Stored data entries
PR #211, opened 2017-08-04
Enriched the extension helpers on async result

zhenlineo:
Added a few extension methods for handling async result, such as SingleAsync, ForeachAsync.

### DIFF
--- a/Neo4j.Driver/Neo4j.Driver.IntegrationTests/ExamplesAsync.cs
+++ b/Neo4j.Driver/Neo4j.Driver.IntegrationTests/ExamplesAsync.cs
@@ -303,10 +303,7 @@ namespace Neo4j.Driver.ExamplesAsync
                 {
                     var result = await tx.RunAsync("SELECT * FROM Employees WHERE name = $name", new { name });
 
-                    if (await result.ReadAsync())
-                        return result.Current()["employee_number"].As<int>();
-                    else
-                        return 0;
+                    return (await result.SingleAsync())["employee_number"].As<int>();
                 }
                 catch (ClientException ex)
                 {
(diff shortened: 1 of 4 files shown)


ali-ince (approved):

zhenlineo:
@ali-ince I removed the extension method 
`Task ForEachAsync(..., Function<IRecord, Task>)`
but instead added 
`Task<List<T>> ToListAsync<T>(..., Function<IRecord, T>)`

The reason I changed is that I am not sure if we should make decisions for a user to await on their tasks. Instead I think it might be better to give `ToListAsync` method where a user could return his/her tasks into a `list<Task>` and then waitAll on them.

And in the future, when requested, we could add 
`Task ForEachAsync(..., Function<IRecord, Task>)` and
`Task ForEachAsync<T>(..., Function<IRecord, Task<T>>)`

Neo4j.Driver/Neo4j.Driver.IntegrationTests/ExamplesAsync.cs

**Task goal:** State the number of lines in these entries where the word "await" occurs, without any other words.

**Solution:** 4